Exercise instructions.
In the records below, count every line that contains the word "class" and report only the total.

────────────────────

Issue #19, opened 2015-02-13
No default timeout for HTTP calls


redapple:
Looks like python-requests uses `timeout=None` by default.
Calls to the API can hang a long time (forever?)

It would be helpful to add a [timeouts](http://docs.python-requests.org/en/latest/user/advanced/?highlight=timeout#timeouts) for GET and POST calls

dangra:
:+1:

dangra:
fixed by #94

PR #94, opened 2018-01-15
Provide unified connection timeout

vshlapakov:
Addressing #19.

`HubstorageClient` already relies on `connection_timeout` param, I believe we want to keep its current behaviour and reuse it for `Connection` (with default to `None`, again - to keep the current logic).

### DIFF
--- a/scrapinghub/client/__init__.py
+++ b/scrapinghub/client/__init__.py
@@ -49,13 +49,13 @@ class ScrapinghubClient(object):
                  connection_timeout=DEFAULT_CONNECTION_TIMEOUT, **kwargs):
         self.projects = Projects(self)
         login, password = parse_auth(auth)
+        timeout = connection_timeout or DEFAULT_CONNECTION_TIMEOUT
         self._connection = Connection(apikey=login,
                                       password=password,
                                       url=dash_endpoint,
-                                      connection_timeout=connection_timeout)
+                                      connection_timeout=timeout)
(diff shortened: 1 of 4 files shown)


dangra:
As far as I understand current lack of default timeout is a bug in `legacy.Connection`, but not the case for [HubstorageClient  which defaults to 60s](https://github.com/scrapinghub/python-scrapinghub/blob/master/scrapinghub/hubstorage/client.py#L82). I think we should make the default timeout (60s) part of `ScrapinghubClient` too.

scrapinghub/client/__init__.py
```diff
@@ -43,13 +45,17 @@ class ScrapinghubClient(object):
         <scrapinghub.client.ScrapinghubClient at 0x1047af2e8>
     """
 
-    def __init__(self, auth=None, dash_endpoint=None, **kwargs):
+    def __init__(self, auth=None, dash_endpoint=None,
+                 connection_timeout=DEFAULT_CONNECTION_TIMEOUT, **kwargs):
```
dangra: `HubstorageClient` always sets a connection timeout even if you pass `None` or `0`, I think we should do the same as https://github.com/scrapinghub/python-scrapinghub/blob/master/scrapinghub/hubstorage/client.py#L82

vshlapakov: Good point, I did it in this way initially but then decided to "optimize" the changes, thanks 🙂

PR #96, opened 2018-01-22
Fix parse_job_key issue on Python 3

jesuslosada:
`map` uses lazy evaluation on Python 3, so job_key values that contain strings that can't be parsed as integers don't trigger the ValueError exception.


vshlapakov:
Hey @jesuslosada, thanks for the patch 👍 Could you please add some basic test as well?

jesuslosada:
@vshlapakov Done

vshlapakov:
Perfect, thanks @jesuslosada!

PR #98, opened 2018-06-04
Docs: copy/paste typo

stav:


vshlapakov:
Thanks a lot @stav! :+1: I'll fix the failed tests a bit later.

stav:
What is the cause of the failed tests?

vshlapakov:
```
wheel requires Python '>=2.7, !=3.0.*, !=3.1.*, !=3.2.*, !=3.3.*' but the running Python is 3.3.6
```
Lools like it comes from https://github.com/pypa/wheel/pull/216/files. We probably just need to consider Python 3.3 as unmaintained and drop the environment from our Travis tests.

Issue #103, opened 2018-10-24
Use SHUB_JOBAUTH environment variable in utils.parse_auth method


victor-torres:
Currently, the parse_auth method tries to get the API Key from the SH_APIKEY environment variable, which needs to be manually set either in spider's code or in the [docker] image's code. A regular practice is to create dummy users and associate them with the project so that real contributors don't have to share their API Keys.

Another option is to use the credentials provided by the SHUB_JOBAUTH, defined during runtime when executing jobs in the Scrapy Cloud platform. 

Although it's possible to use Collections and Frontera, this is not a regular Dash API Key but a JWT Token generated in runtime by JobQ service, which works only for a part of our API endpoints (JobQ/Hubstorage).

I'd like to contribute with a Pull Request adding support for this ephemeral API Key.

kalessin:
I personally like that feature. In the past that tocken couldn't be used to access frontier or collections, but seems it is possible now.

dangra:
> I personally like that feature. In the past that token couldn't be used to access frontier or collections, but seems it is possible now.

Not sure when this happened though. I have no objections as long as the token works for all api endpoints where it is used if SHUB_JOBAUTH is in the environment.

victor-torres:
I cannot guarantee if it will work for every endpoint provided by this library, but it seems reasonable to prioritize the previous authentication methods and use SHUB_JOBAUTH as a fallback when running in cloud environments. What do you think?

kalessin:
@dangra If the token doesn't work for some endpoint, nothing changes for the user that need to use it: it will just get an authentication error because no explicit apikey was passed. Notice that the feature is to use SHUB_JOBAUTH only if no explicit apikey was passed.

vshlapakov:
It won't work for all API endpoints, that's for sure. But I like the idea of the fallback: if `SH_APIKEY` is not provided, check for `SHUB_JOBAUTH` and if there's a valid JWT token - use it with a warning describing its limitations and what should be done to overcome it.

victor-torres:
I have just submitted a Pull Request with that suggestion (#104)

vshlapakov:
Merged, thanks!

PR #104, opened 2018-10-25
fallback to SHUB_JOBAUTH environment variable if SH_APIKEY is not set

victor-torres:
you can test with the command `py.test tests/client/test_utils.py`

I'm also adding requirements-base.txt to the requirements-test.txt file as we need some libs installed from this file to perform some tests

This fixes issue #103

### DIFF
--- a/requirements-test.txt
+++ b/requirements-test.txt
@@ -1,5 +1,3 @@
--r requirements-base.txt
-
 mock
 vcrpy==1.10.3
 # FIXME remove the constraint after resolving
--- a/requirements-test.txt
+++ b/requirements-test.txt
@@ -1,3 +1,5 @@
+-r requirements-base.txt
+
 mock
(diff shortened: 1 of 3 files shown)


requirements-test.txt
```diff
@@ -1,3 +1,5 @@
+-r requirements-base.txt
```
vshlapakov: I think the general idea here is:
- when you need to simply install a package, you install everything from requirements.txt
- when you want to install test-related packages, you install it **additionally**, with separate `pip install -r` cmd

So for me it's a matter of taste and I don't see any strong reason to change it.
Do you agree or I'm missing anything else here?

victor-torres:
Great. I have removed the changes from the requirements file in order to keep the scope of this PR attached to the original discussion.

vshlapakov:
Thanks @victor-torres!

────────────────────

Worked solution.
2